Por último, ocorre a hidroxilação do ácido caurenoico e a glicosilação do esteviol, catalisado por UDP-glicosiltransferases produzindo diferentes GSs (RICHMAN et al., 1999, 2005). Dentro das 12 UGTs até agora elucidadas em S. rebaudiana, três (UGT76G1, UGT74G1 e UGT85C2) foram estudados (RICHMAN et al., 2005). Os dois grupos funcionais oxigenados de esteviol, o carboxilato do C-19 e o álcool do C-13, fornecem pontos de fixação para as cadeias laterais de açúcar e determinam a identidade dos diferentes glicosídeos. A adição de uma glicose no C-13 do esteviol é catalisada pela UGT85C2, primeiro produzindo esteviolmonoside e depois esteviolbioside, a glicose no C-19 é catalisada pela UGT74G1 e forma o esteviosideo (SHIBATA et al., 1995, 1991) e finalmente a glicosilação no C-3 e na posição C-13 é catalisada pelo UGT76G1, que forma o rebaudiosídeo A (RICHMAN et al., 1999; BRANDLE e TELMER, 2007).
Estudo prévios com plantas de estevia oriundas do Brasil mostraram baixos níveis de rebaudiosídeo A. Yan et al. (2014) também encontraram níveis muito baixos de rebaudiosídeo A em folhas de estévia oriundas de alguns genótipos, esses autores descobriram uma mutação no gene candidato UGT76G1 causada por uma mutação nonsense, que induz a uma parada prematura do códon, resultando em uma proteína com estrutura espacial alterada. Estudos como o relatado por Yan et al. (2014) pode ajudar a elucidar o mecanismo por trás do baixo acúmulo de rebaudiosídeo A nas folhas de alguns genótipos de stevia, e pode melhorar nossa compreensão sobre a funcionalidade da UGT76G1 e sua relação com a síntese de rebaudiosíodeo A.

Metodologia

Material vegetal e quantificação dos GSs por HPLC
Amostras de folhas de S. rebaudiana cultivadas no Brasil e na Espanha serão coletadas. Para a obtenção dos extratos foliares as amostras serão homogeneizadas em 3 mL de etanol (70%), o restante da extração será realizada de acordo com Lucho et al. (2018) com pequenas modificações. O conteúdo de GSs será determinado usando HPLC-DAD: Jasco LC-NetII/ADC, conforme descrito por JECFA (2010). Uma mistura de acetonitrila:tampão fosfato 10 mM, pH 2,6 (32:68 v/v) será utilizada como fase móvel e aplicada com uma vazão de 1 mL min-1. A identificação dos GSs nos extratos será feita comparando os espectros de UV e os tempos de retenção de rebaudiosídeo A, assim como dados da literatura. O conteúdo de GSs será expresso em mg equivalentes de rebaudiosídeo A por grama.

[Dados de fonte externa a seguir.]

PR #222, opened 2015-07-12
[Feature] Size option for Vertical Layout

bamboo3250:
I added 2 buttons on the right side of the Dashboard (only Vertical Layout) to select the size for it.

__Small (300px)__
battlemodesmall

__Big (420px)__
battlemodebig

We also can change it in Settings Page. 
settings

### DIFF
--- a/src/data/translations/en/settings.json
+++ b/src/data/translations/en/settings.json
@@ -259,6 +259,17 @@
 				}
 			},
 			{
+				"id" : "pan_size",
+				"name" : "Panel Size",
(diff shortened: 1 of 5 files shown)


McDohl:
thanks for the hardwork, had no more complaint, no more scroll bar on both windowed split screen, the LoS info also fixed :+1:

bamboo3250:
@McDohl Thanks for feedback xD I'll create an issue for those and investigate them when I have some more ships.

PR #226, opened 2015-07-13
Various fix

McDohl:
fixed for https://github.com/dragonjet/KC3Kai/issues/224 or rather https://github.com/dragonjet/KC3Kai/issues/188 for vertical. the exit battle mode is not fixed since too lazy to look at combined fleet code :sweat_smile: @bamboo3250 

added a color that if ship is being repaired, instead of red, the HP becomes blue, on vertical.js


bamboo3250:
nice fix :+1: :smile:

Issue #229, opened 2015-07-13
[Translation: Japanese] Settings


dragonjet:
**File**
`\src\data\translations\jp\settings.json`

**What to edit**
* Text on `"section": "HERE",`
* Under `"contents" : [`
  * **Do not edit** `"id" : "xxxx",`
  * **Only edit** `"name" : "HERE"`
  * Inside`"options" : {`
    * Only edit the *value* which usually follow the format `"attribute" : "value"`
  * Inside`"choices" : [`
    * Each line usually looks like this, `[ value, "label" ]`, only edit the *label*

**Others**
* Please review the machine-translated items at the beginning

PR #238, opened 2015-07-13
[Translation: Japanese] [Settings] edited (translated) on 警報 (alert) section.

nicky008:
From #229. Alert section done. Trying to do the later paths if I could wake up early today. :v


dragonjet:
:+1:

PR #252, opened 2015-07-14
[Translation: Indonesian] Finished Settings and Record

hufuhufu:
Finished translating settings.json and record.json as an additional


dragonjet:
:+1:

PR #277, opened 2015-07-16
Improve readability for equipment totals

McDohl:
changed the font size to 14px and made it bold type

eqcount

https://github.com/dragonjet/KC3Kai/issues/275

PR #280, opened 2015-07-16
Update gears.css

McDohl:
https://github.com/dragonjet/KC3Kai/issues/275

edit : will try lol


bamboo3250:
I think you can push these commits to #277 to reduce the work for @dragonjet :sweat_smile:

PR #3060, opened 2023-09-01
Validate chunk sizes.

kenballus:
Because of quirks of `int()` chunk sizes like `'+0x0'` are currently erroneously accepted by the HTTP parser. This patch checks that chunk sizes are valid (match the grammar in the RFC) before using them.


kenballus:
Forgot that I incorporated this change into #3059. Closing.

Issue #2816, opened 2022-06-20
RuntimeError: reentrant call inside <_io.BufferedWriter name='<stderr>'> #2667 


InfernalAzazel:
error:

2022-06-20 08:06:06 +0800] [7] [WARNING] Worker with pid 2855 was terminated due to signal 6
[2022-06-20 08:06:06 +0800] [2864] [INFO] Booting worker with pid: 2864
[2022-06-20 08:06:06 +0800] [7] [WARNING] Worker with pid 2856 was terminated due to signal 6
[2022-06-20 08:06:06 +0800] [7] [WARNING] Worker with pid 2861 was terminated due to signal 6
--- Logging error ---
Traceback (most recent call last):
  File "/usr/local/lib/python3.10/logging/__init__.py", line 1103, in emit
    stream.write(msg + self.terminator)
RuntimeError: reentrant call inside <_io.BufferedWriter name='<stderr>'>

During handling of the above exception, another exception occurred:

Traceback (most recent call last):
  File "/usr/local/lib/python3.10/logging/__init__.py", line 1103, in emit
    stream.write(msg + self.terminator)
  File "/usr/local/lib/python3.10/site-packages/gunicorn/arbiter.py", line 242, in handle_chld
    self.reap_workers()
  File "/usr/local/lib/python3.10/site-packages/gunicorn/arbiter.py", line 530, in reap_workers
    self.log.warning(
  File "/usr/local/lib/python3.10/site-packages/gunicorn/glogging.py", line 261, in warning
    self.error_log.warning(msg, *args, **kwargs)
  File "/usr/local/lib/python3.10/logging/__init__.py", line 1489, in warning
    self._log(WARNING, msg, args, **kwargs)
  File "/usr/local/lib/python3.10/logging/__init__.py", line 1624, in _log
    self.handle(record)
  File "/usr/local/lib/python3.10/logging/__init__.py", line 1634, in handle
    self.callHandlers(record)
  File "/usr/local/lib/python3.10/logging/__init__.py", line 1696, in callHandlers
    hdlr.handle(record)
  File "/usr/local/lib/python3.10/logging/__init__.py", line 968, in handle
    self.emit(record)
  File "/usr/local/lib/python3.10/logging/__init__.py", line 1108, in emit
    self.handleError(record)
  File "/usr/local/lib/python3.10/logging/__init__.py", line 1021, in handleError
    sys.stderr.write('--- Logging error ---\n')
[...]

Issue #3050, opened 2023-08-07
Error instead of warning in logs when sending SIGTERM since v21


feliixx:
Hi @benoitc,

Thanks a lot for all the work you've done on Gunicorn!

We recently upgraded from version `20.1.0` to `21.2.0` and noticed in our logs when restarting our application that a `warning` has been replaced by an `error` when sending `SIGTERM` to a worker:

version 20.1.0:

```
systemd: Stopping App...
app: gunicorn WARNING Worker with pid 2542594 was terminated due to signal 15
app: gunicorn INFO Handling signal: term
app: gunicorn INFO Worker exiting (pid: 2542537)
app: gunicorn INFO Worker exiting (pid: 2542545)
app: gunicorn INFO Shutting down: Master
systemd: Stopped App.
systemd: Started App.
```

version 21.2.0:

```
systemd: Stopping App...
app: gunicorn ERROR Worker (pid:1340527) was sent SIGTERM!
app: gunicorn INFO Handling signal: term
app: gunicorn INFO Worker exiting (pid: 1340420)
app: gunicorn INFO Worker exiting (pid: 1340424)
app: gunicorn INFO Shutting down: Master
systemd: Stopped App.
systemd: Started App.
```

This is a bit annoying for us as we carefully monitor any error sent by our app, and this seems to be a false positive.

The commits introducing this change are 76f8da2 and 28df992, however it's not clear from the commit messages why the log level was changed. [The documentation about signals](https://docs.gunicorn.org/en/stable/signals.html) does say that sending `SIGTERM` is the proper way to do a graceful shutdown.

Is it possible to change the log level back to `warning`, at least for `SIGTERM`? We'll be happy to send a PR if you agree.

Venture200:
Hello, any update on this ?

feliixx:
For other people affected by this: we've managed to sidestep the issue by using `KillMode=mixed` in our systemd service config: 

```
[Service]
KillMode=mixed
...
```

We've been using this config in production for over a year with Gunicorn 21.2.0 and above without issues.

pauljeannot:
For my understanding, using `KillMode=mixed` means that while the master process receives SIGTERM for a graceful shutdown, the workers are immediately sent a SIGKILL, which prevents them from completing any pending tasks or writing logs (so no false positive in your monitoring). 

Am I right?

feliixx:
[...]

PR #3064, opened 2023-09-05
arbiter: don't log if handling SIGCHLD

hydrargyrum:
Logging when handling a signal is a bad practice
See https://docs.python.org/3/library/logging.html#thread-safety

Fixes https://github.com/benoitc/gunicorn/issues/2816

### DIFF
--- a/gunicorn/arbiter.py
+++ b/gunicorn/arbiter.py
@@ -239,7 +239,7 @@ class Arbiter(object):
 
     def handle_chld(self, sig, frame):
         "SIGCHLD handling"
-        self.reap_workers()
+        self.reap_workers(signal_safe=False)
         self.wakeup()
 
     def handle_hup(self):
@@ -507,7 +507,7 @@ class Arbiter(object):
             else:
                 self.kill_worker(pid, signal.SIGKILL)
 
-    def reap_workers(self):
+    def reap_workers(self, signal_safe=True):
         """\
         Reap workers to avoid zombie processes
         """
@@ -532,12 +532,12 @@ class Arbiter(object):
                         reason = "App failed to load."
                         raise HaltServer(reason, self.APP_LOAD_ERROR)
 
-                    if exitcode > 0:
+                    if signal_safe and exitcode > 0:
                         # If the exit code of the worker is greater than 0,
                         # let the user know.
                         self.log.error("Worker (pid:%s) exited with code %s.",
                                        wpid, exitcode)
-                    elif status > 0:
+                    elif signal_safe and status > 0:
                         # If the exit code of the worker is 0 and the status
                         # is greater than 0, then it was most likely killed
                         # via a signal.


hydrargyrum:
@benoitc what is done on purpose? raising exceptions and breaking logging system

benoitc:
This code should be threadsafe. I suspect the error is happening before. We need first to understand why this code is re-entrant here.  

Anyuway I didn' aim to close, but only comment.  Let keep it open since it is actually solving the cause.

benoitc:
linking to https://github.com/benoitc/gunicorn/issues/3050 I think we should revisit this change that introducde more logging.  

@hydrargyrum if you happen to be around i'm on irc.

ja0x:
Wanted to shine a little bit of info I found since I have encountered this bug as well.  The issue isn't with thread-safety but rather with re-entrancy within the logging module and the underlying `BufferedWriter` (from IO module).

The issue occurs (usually on a slow disk) when the SIGCHLD handler interrupts the main process while it was in the process of writing its logging buffer.  The handler (which is the same thread) will try to write to that buffer but will be unable because it doesn't allow reentrant code, it will then raise an exception.  

If logger is set to write `stderr` to that same stream or file, it then sets off a cascading reentrant code error, eventually resulting in a recursion error.

It is a hard bug to reproduce, because the main thread has to interrupt itself exactly when it was writing the buffer.  

Ref:
https://docs.python.org/3/library/io.html#reentrancy,
https://github.com/python/cpython/blob/e24f9ae7035cfb4c11c4a5c2820121fc22463f8b/Modules/_io/bufferedio.c#L29

TomiBelan:
@ja0x is correct. Python programs MUST NOT print or log anything inside a signal handler. https://stackoverflow.com/q/45680378 is another link that explains the root cause of this problem.

This gunicorn bug has a long and sad history.

*Dec 2017:* Issue #1663 was reported: In some cases (for example OOM) workers die without any error logged, or even crashloop.
*Dec 2019:* Issue #2215 was reported: Essentially the same as #1663, but with a reproducible example, and focused on missing logging.
*Apr 2020:* PR #2315 (ee1e5c1928c71fa366dfac99c65f630e03aed8b7) was created by @tilgovi. It logs an **error** in the SIGCHLD handler if a worker **exits with a nonzero code**. And adds more logging to arbiter halt (that part is okay).
*Sep 2020:* PR #2419 (28df9926d7c650248d267eeafaa8b2c2cdd9af38, ca36d410fd86c82cb2c998a1dab5f7f967405fdd) was created by @mildebrandt trying to fix issue #1663. It logs an **error** in the SIGCHLD handler if a worker **exits with a nonzero code** or **is killed by a signal**.
*Dec 2020:* PR #2475 (b695b497b9b8e7351808848ab9e342219601742a) was created by @aberres trying to fix issue #2215, and immediately merged by @benoitc. It logs a **warning** in the SIGCHLD handler if a worker **is killed by a signal**.
*Apr 2021:* gunicorn 20.1.0 was released containing PR #2475. Soon, issue #2564 was reported: Users started experiencing crashes with `RuntimeError: reentrant call`.
*Oct 2021:* PR #2667 was created by @BoasKluiving to revert PR #2475 in order to fix issue #2564.
*Dec 2021:* PR #2475 was reverted by @benoitc in commit 76f8da24cbb992d168e01bda811452bcf3b8f5b3 in order to fix issue #2564.
*Jan 2022:* PR #2667 was closed by @javabrett because he noticed that PR #2475 was reverted in the meantime.
*Jun 2022:* Issue #2816 was reported by @InfernalAzazel. AFAICT, it's actually just an exact duplicate of issue #2564, because the fix in commit 76f8da24cbb992d168e01bda811452bcf3b8f5b3 wasn't released.
*Dec 2022:* PR #2908 was created by myself. It logs a **warning** if a worker **is killed by a signal**, but the log is written later in the main loop, not directly in the SIGCHLD handler. I did not receive any response in the PR.
*May 2023:* PR #2315 and PR #2419 were merged by @benoitc, reintroducing the `RuntimeError: reentrant call` bug. Issue #2564 was closed (incorrectly).
*Jul 2023:* gunicorn 21.0.0 was released containing PRs #2315 and #2419.
*Aug 2023:* Issue #3050 was reported by @feliixx, who wants the log to be a **warning**, not an **error**.
*Sep 2023:* PR #3064 (this PR) was created by @hydrargyrum, trying to fix issue #2816 by skipping logging in the SIGCHLD handler. (FWIW: you missed one self.log.error call, and nobody except `handle_chld` calls `reap_workers` anyway.)

If I may be frank, I feel very disappointed and frustrated by the gunicorn project. It is a cruel irony that my PR #2908 which attempts to handle this correctly was ignored, but PRs #2315 and #2419 were merged, causing a regression.

But I'll try to swallow my bitter feelings and offer constructive advice.

**My advice to @benoitc is to do this:**

1. `git revert -m 1 1fd1c82195` (revert both commits of #2419)
2. `git revert ee1e5c1928` (revert the bad half of #2315, keep the good half)
3. Review and (if I may be so bold) merge my PR #2908
4. Reject PR #3064 (this PR)

Doing that fixes #2564 properly (at least I think so), fixes #3050, doesn't regress #2215, and removes the need for PR #3064 (this PR).

Hope that helps.

tilgovi:
This is all*extremely* helpful and politely offered advice. I'll try to find time to push this along. I appreciate all your effort here and the exception patience with helping to sort this out.

Most of the maintainers are volunteers and we don't always find the sustained time to reconstruct all of this context, so gathering it in one place is immensely helpful.

aberres:
@TomiBelan Thank you for the write-up. Since my failed approach three years ago I am silently hoping to get the issue fixed for good :)

tilgovi:
I've rebased #2314, which moves reaping to the main thread. That should move the logging out of the signal handler. Any reviews or testing of that would be appreciated. I've assigned myself the related issues to follow up on any other changes afterwards.

piskvorky:
Also bitten by this. I debugged and googled my way to this PR – I have nothing to add to @ja0x and @TomiBelan excellent analysis, so just a +1. I experience the same issue with reentrant logging in `Arbiter.reap_workers()` during `SIGCHLD` https://github.com/benoitc/gunicorn/blob/master/gunicorn/arbiter.py#L242

To make matters worse, in our case gunicorn is auto-launched and monitored from supervisord, running a Flask app. After the unhandled exception due to `RuntimeError: reentrant call inside <_io.BufferedWriter name='<stderr>'>`, the server port was not released correctly, and the newly restarted gunicorn process (by supervisor) keeps printing this forever:

```
[2024-01-25 06:50:00 +0000] [384109] [INFO] Starting gunicorn 21.2.0
[2024-01-25 06:50:00 +0000] [384109] [INFO] starting REST server
[2024-01-25 06:50:00 +0000] [384109] [ERROR] Connection in use: ('127.0.0.1', 8000)
[2024-01-25 06:50:00 +0000] [384109] [ERROR] Retrying in 1 second.
[2024-01-25 06:50:01 +0000] [384109] [ERROR] Connection in use: ('127.0.0.1', 8000)
[2024-01-25 06:50:01 +0000] [384109] [ERROR] Retrying in 1 second.
…
```

I.e. the server is bricked after the unhandled exception, somehow.

On a positive note, I've been using gunicorn for years and this is the first major issue. Kudos and huge thanks to all the maintainers!

randomir:
@TomiBelan, thanks for the excellent summary. I just started digging myself when I discovered it.

In my case it's gunicorn (sometimes) dying on `SIGHUP` during a log rotate.

To maintainers, please note the seriousness of this bug, even if it's intermittent. And the fact it was _re-introduced_ in the same version in which it was fixed (21.0.0) makes it open for 3+ years. :disappointed:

Preparo das amostras para sequenciamento
A extração do DNA será realizada de acordo com Doyle; Doyle (1987). Serão macerados 100 mg de folhas e adicionado, 900 µL de tampão de CTAB 2% na amostra e após será realizada a incubação em banho-maria a 60°C, por 45-60 minutos. Após esse período, será adicionado 900 µL de clorofórmio:álcool isoamílico (24:1) e centrifugada a 12.000g por 10 min a 4°C. A fase aquosa será transferida para novos tubos e adicionado igual volume de etanol gelado. Após mistura por inversão será deixado em overnight a -20 °C. A seguir as amostras serão centrifugadas a 12.000g por 10 min. O precipitado formado será lavado com 1 mL de etanol 70% e após descarte do sobrenadante nova lavagem com 300 µL de etanol 100 %. O sobrenadante será vertido novamente e deixado secar o pellet a temperatura ambiente e posteriormente adicionou-se 30 µL de TE + RNase. A qualidade e quantidade do DNA extraído das amostras será verificado em gel de agarose 0,8 %, utilizando o marcador de peso molecular Lambda DNA/HindIII.
As reações de PCR serão realizadas em triplicata em cada um dos genótipos. O gene UGT76G1 será amplificado por primers especificos F:CACCATCTTTCACACCAACTTCA e R: ATGCGTTCGTCTTGTGGGT. As condições de ciclagem serão: renaturação das amostras por 2 min a 50 ºC e ativação da enzima Taq Polymerase por 10 min a 95ºC. Posteriormente, serão feitos 40 ciclos contendo três etapas (95 ºC por 30s, 60 ºC por 1 min e 72 ºC por 1 min) e finalmente uma última etapa a 72 ºC por 5 minutos.

Sequenciamento dos produtos de amplificação da PCR
Após execução da PCR, os produtos da amplificação (bandas) serão purificados com o kit Gene JET PCR Purification da Thermo Scientific® e as concentrações padronizadas para 50 ng ul-1, além dos primers padronizados para 10 μM e encaminhados para o sequenciamento. O sequenciamento será realizado pelo método Sanger utilizando o aparelho Genetic Analyzer 3500 (Aplied Biosystems, EUA), do Laboratório de Genômica Estrutural pertencente ao Centro de Desenvolvimento Tecnológico (CDTec) da UFPEL.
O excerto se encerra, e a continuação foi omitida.